HDU 3709 Balanced Number

Balanced Number

Time Limit: 10000/5000 MS (Java/Others)    Memory Limit: 65535/65535 K (Java/Others)
Total Submission(s): 3137    Accepted Submission(s): 1435

Problem Description

A balanced number is a non-negative integer that can be balanced if a pivot is placed at some digit. More specifically, imagine each digit as a box with weight indicated by the digit. When a pivot is placed at some digit of the number, the distance from a digit to the pivot is the offset between it and the pivot. Then the torques of left part and right part can be calculated. It is balanced if they are the same. A balanced number must be balanced with the pivot at some of its digits. For example, 4139 is a balanced number with pivot fixed at 3. The torqueses are 4*2 + 1*1 = 9 and 9*1 = 9, for left part and right part, respectively. It's your job
to calculate the number of balanced numbers in a given range [x, y].

 

Input

The input contains multiple test cases. The first line is the total number of cases T (0 < T ≤ 30). For each case, there are two integers separated by a space in a line, x and y. (0 ≤ x ≤ y ≤ 10¹⁸).

 

Output

For each case, print the number of balanced numbers in the range [x, y] in a line.

 

Sample Input

2
0 9
7604 24324

 

Sample Output

10
897

做数位DP渐渐作出了点套路。。

题意就是有一种数叫做balaced number，他满足吧数的一个位作为支点，左右两边的权值的合相等。

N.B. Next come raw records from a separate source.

PR #639, opened 2025-04-13
feat(components): rename state to health state

gyuho:
Makes more sense since each state represents the health states of a component.

### DIFF
--- a/components/accelerator/nvidia/ecc/component.go
+++ b/components/accelerator/nvidia/ecc/component.go
@@ -67,14 +67,14 @@ func (c *component) Start() error {
 	return nil
 }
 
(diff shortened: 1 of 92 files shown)


components/accelerator/nvidia/ecc/component.go
```diff
@@ -67,14 +67,14 @@ func (c *component) Start() error {
 	return nil
 }
 
-func (c *component) States(ctx context.Context) ([]apiv1.State, error) {
+func (c *component) HealthStates(ctx context.Context) (apiv1.HealthStates, error) {
```
eahydra, line 70: Some components return apiv1.HealthStates, others return []apiv1.HealthState. Should we keep the same style?

eahydra (approved):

我的想法就是通过记忆化搜索，创建一个数组dp[i][j][k]，其中i表示的是位置pos，j表示的是平衡点，k表示的是对于该位置选取这个平衡点时候的权值和(权值和最大估算了一下，最多不超过20 * 20 / 2 * 9)。因为任何一个数都不可能有两个支点，所以我们只需要对这个数字所有的数位假设为端点进行搜索就可以。

搜索按位依次向高位递归，对当前的权值有value = (当前位 - 平衡位) * (当前正在搜索的数字)，显而易见，当value小于0的时候就已经不可能是平衡的了。

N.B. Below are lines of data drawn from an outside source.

PR #640, opened 2025-04-13
feat(os, nvidia, gpud scan): add "HealthCheckResult" interface to simplify scan per component

gyuho:
To get rid of a shared GPU fetch function in https://github.com/leptonai/gpud/blob/a37fbc23df80f827d4ef9d83206b6f580969182c/pkg/nvidia-query/query.go#L18-L24, and to support gossip API.

### DIFF
--- a/components/accelerator/nvidia/temperature/component.go
+++ b/components/accelerator/nvidia/temperature/component.go
@@ -2,6 +2,7 @@
 package temperature
 
 import (
+	"bytes"
 	"context"
 	"encoding/json"
 	"fmt"
@@ -10,6 +11,7 @@ import (
 	"time"
 
 	"github.com/NVIDIA/go-nvlib/pkg/nvlib/device"
+	"github.com/olekukonko/tablewriter"
 	"github.com/prometheus/client_golang/prometheus"
 
 	apiv1 "github.com/leptonai/gpud/api/v1"
@@ -88,25 +90,29 @@ func (c *component) Close() error {
 // run this periodically
 func (c *component) CheckOnce() {
 	log.Logger.Infow("checking temperature")
-	d := Data{
+
+	d := checkHealthState(c.nvmlInstance, c.getTemperatureFunc)
+
+	c.lastMu.Lock()
+	c.lastData = d
+	c.lastMu.Unlock()
+}
+
+func checkHealthState(nvmlInstance nvidianvml.InstanceV2, getTemperatureFunc func(uuid string, dev device.Device) (nvidianvml.Temperature, error)) *Data {
+	d := &Data{
 		ts: time.Now().UTC(),
 	}
-	defer func() {
-		c.lastMu.Lock()
-		c.lastData = &d
-		c.lastMu.Unlock()
-	}()
 
 	tempThresholdExceeded := make([]string, 0)
-	devs := c.nvmlInstance.Devices()
+	devs := nvmlInstance.Devices()
 	for uuid, dev := range devs {
-		temp, err := c.getTemperatureFunc(uuid, dev)
+		temp, err := getTemperatureFunc(uuid, dev)
 		if err != nil {
 			log.Logger.Errorw("error getting temperature for device", "uuid", uuid, "error", err)
 			d.err = err
 			d.healthy = false
 			d.reason = fmt.Sprintf("error getting temperature for device %s", uuid)
-			return
+			return d
 		}
 		d.Temperatures = append(d.Temperatures, temp)
 
@@ -131,7 +137,7 @@ func (c *component) CheckOnce() {
 			d.err = err
 			d.healthy = false
 			d.reason = fmt.Sprintf("error getting used percent for slowdown for device %s", uuid)
-			return
+			return d
 		}
 		metricSlowdownUsedPercent.With(prometheus.Labels{pkgmetrics.MetricLabelKey: uuid}).Set(slowdownPct)
 	}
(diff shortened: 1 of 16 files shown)


api/v1/types.go
```diff
@@ -16,6 +16,23 @@ const (
 	StateTypeInitializing StateType = "Initializing"
 )
 
+const (
+	checkMark   = "\033[32m✔\033[0m"
+	warningSign = "\033[31m✘\033[0m"
+)
+
+// TerminalHeader returns a terminal header based on its health state.
+func (st StateType) TerminalHeader() string {
```
eahydra, line 25: It's not recommended that define the method for StateType here.  We should define it close it caller and IMO there is only one package(scan) relied on it.

components/accelerator/nvidia/temperature/component.go
```diff
@@ -88,25 +90,29 @@ func (c *component) Close() error {
...
-	d := Data{
+
+	d := collectData(c.nvmlInstance, c.getTemperatureFunc)
+
+	c.lastMu.Lock()
+	c.lastData = d
+	c.lastMu.Unlock()
+}
+
+func collectData(nvmlInstance nvidianvml.InstanceV2, getTemperatureFunc func(uuid string, dev device.Device) (nvidianvml.Temperature, error)) *Data {
```
eahydra, line 101: Probably we don't need to pass the getTemperatureFunc here.. If we would like to mock it, we would mock the InstanceV2 interface, just override the GetTemeprature method and if there is no corresponding method, we would add it to support mock tests.

eahydra: Anyway, we should focus on improving the InstanceV2 which should support all NVIDIA GPU related oprations needed by us. So that we can inject failure for E2E tests...

components/accelerator/nvidia/temperature/component.go
```diff
@@ -143,8 +149,20 @@ func (c *component) CheckOnce() {
 		d.healthy = false
 		d.reason = fmt.Sprintf("exceeded HBM temperature thresholds: %s", strings.Join(tempThresholdExceeded, ", "))
 	}
+
+	return d
 }
 
+func CollectData(nvmlInstance nvidianvml.InstanceV2) (components.Data, error) {
+	d := collectData(nvmlInstance, nvidianvml.GetTemperature)
```
eahydra, line 157: This is what confuses me.. We pass a nvmlInstance, and then pass its method into the function.

components/type.go
```diff
@@ -43,3 +44,19 @@ type HealthSettable interface {
 	// SetHealthy sets the health state to healthy.
 	SetHealthy() error
 }
+
+// Data is the data type that can be checked by the component.
+type Data interface {
```
eahydra, line 49: A question: what's the purpose of Summary method? Is it used to generate message for events?

components/type.go
```diff
@@ -43,3 +44,19 @@ type HealthSettable interface {
...
+	// String returns a string representation of the data.
+	// Describes the data in a human-readable format.
+	fmt.Stringer
+
+	// Summary returns a summary of the data.
+	Summary() string
+
+	// JSON encodes the data into JSON format.
+	JSON() ([]byte, error)
```
eahydra, line 58: Is it better to use `json.Marshaler` instead of the JSON method? So that we can:
```go
result, err := componentA.CheckOnce()
if err != nil {
    // handle with error 
    return
}
data, err := json.Marshal(result)
if err != nil {
    return
}
```
and as you can see, the `Data` is not a good name.  It doesn't matter if it's defined in component internal, but if we define it as a public interface, shall we give it a resonable name?

pkg/diagnose/scan.go
```diff
@@ -44,43 +45,13 @@ func Scan(ctx context.Context, opts ...OpOption) error {
...
-		log.Logger.Warnw("error counting processes by status", "error", err)
-	} else {
-		fmt.Printf("%s counted processes by status\n", checkMark)
-		for status, count := range processCountsByStatus {
-			fmt.Printf("%s %q %d\n", checkMark, status, len(count))
-		}
+		return err
 	}
+	fmt.Printf("%s %s\n", osData.HealthState().TerminalHeader(), osData.Summary())
+	fmt.Println(osData.String())
```
eahydra, line 54: Shall we print the information without osData? The information is static almostly except that process counts.  And after gossip refactoring,  the os package only update some metrics.

pkg/nvidia-query/nvml/clock_events.go
```diff
@@ -13,19 +13,20 @@ import (
...
 )
 
 // Returns true if clock events is supported by all devices.
 // Returns false if any device does not support clock events.
 // ref. undefined symbol: nvmlDeviceGetCurrentClocksEventReasons for older nvidia drivers
 func ClockEventsSupported() (bool, error) {
-	nvmlLib := nvml_lib.NewDefault()
-	if ret := nvmlLib.NVML().Init(); ret != nvml.SUCCESS {
-		return false, fmt.Errorf("failed to initialize NVML: %v", nvml.ErrorString(ret))
+	nvmlLib, err := nvml_lib.New()
```
eahydra, line 23: As we talked before, we would like to initialize the NVML once.. For the case, shall we make the function as a method of InstanceV2? or provide a free function required passing the InstanceV2 into it?

components/type.go
gyuho: Each check in `gpud scan` output now has two values checkmark/warning sign + one-line summary. The `Summary` method can be used to print out that one-liner (e.g., `x this check has failed`).

components/accelerator/nvidia/temperature/component.go
gyuho: @eahydra  Yeah, only reason we do this, is not to regress on the unit test coverage. We will certainly clean up the NVML interface

components/accelerator/nvidia/temperature/component.go
gyuho: We need common function that can mock the get temp function, for the unit test coverage. In the future, I will clean up the nvml instance interface, so we don't need to pass this along.

api/v1/types.go
gyuho: removed

pkg/nvidia-query/nvml/clock_events.go
gyuho: Yeah I am also not a fan of current interface. Let us clean up in the following PR https://github.com/leptonai/gpud/issues/511

pkg/diagnose/scan.go
gyuho: The intention is, summary + Health state methods represent much condensed information about health state. And `String` just emits all data (not all, but important information), as it's used for "scanning"

eahydra (approved):
lgtm, let's merge it first, and we should improve these related code in the future.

提交错了好几次，最后发现问题是calc函数中的ans用的是int，有点粗心了- -

代码如下：

/*************************************************************************
	> File Name: Balanced_Number.cpp
	> Author: Zhanghaoran
	> Mail: chilumanxi@xiyoulinux.org
	> Created Time: Fri 13 Nov 2015 10:11:08 PM CST
 ************************************************************************/

#include <iostream>
#include <algorithm>
#include <cstring>
#include <cstdio>
#include <cstdlib>

using namespace std;

int T;
long long  dp[25][25][3000];
int num[25];


long long work(int pos, int balance, int  value, int flag){
    if(pos == 0){
        if(value == 0)
            return 1;
        else 
            return 0;
    }

    if(value < 0)
        return 0;
    if(!flag && dp[pos][balance][value] != -1){
        return dp[pos][balance][value];
    }
    long long ans = 0;
    int temp = flag ? num[pos] : 9;
    for(int i = 0; i <= temp; i ++){
        ans += work(pos - 1, balance, value + (pos - balance) * i, flag && i == temp);
    }

    if(!flag && dp[pos][balance][value] == -1)
        dp[pos][balance][value] = ans;

    return ans;
}

long long calc(long long x){
    int i = 1;
    long long ans = 0;
    while(x){
        num[i ++] = x % 10;
        x /= 10;
    }
    for(int j = i - 1; j >= 1; j --){
        ans += work(i - 1, j, 0, 1);
    }
    return ans - i;
}

int main(void){
    memset(dp, -1, sizeof(dp));
    scanf("%d", &T);
    long long a, b;
    while(T --){
        cin >> a >> b;
	cout << calc(b) - calc(a - 1) << endl;
    }
    return 0;
}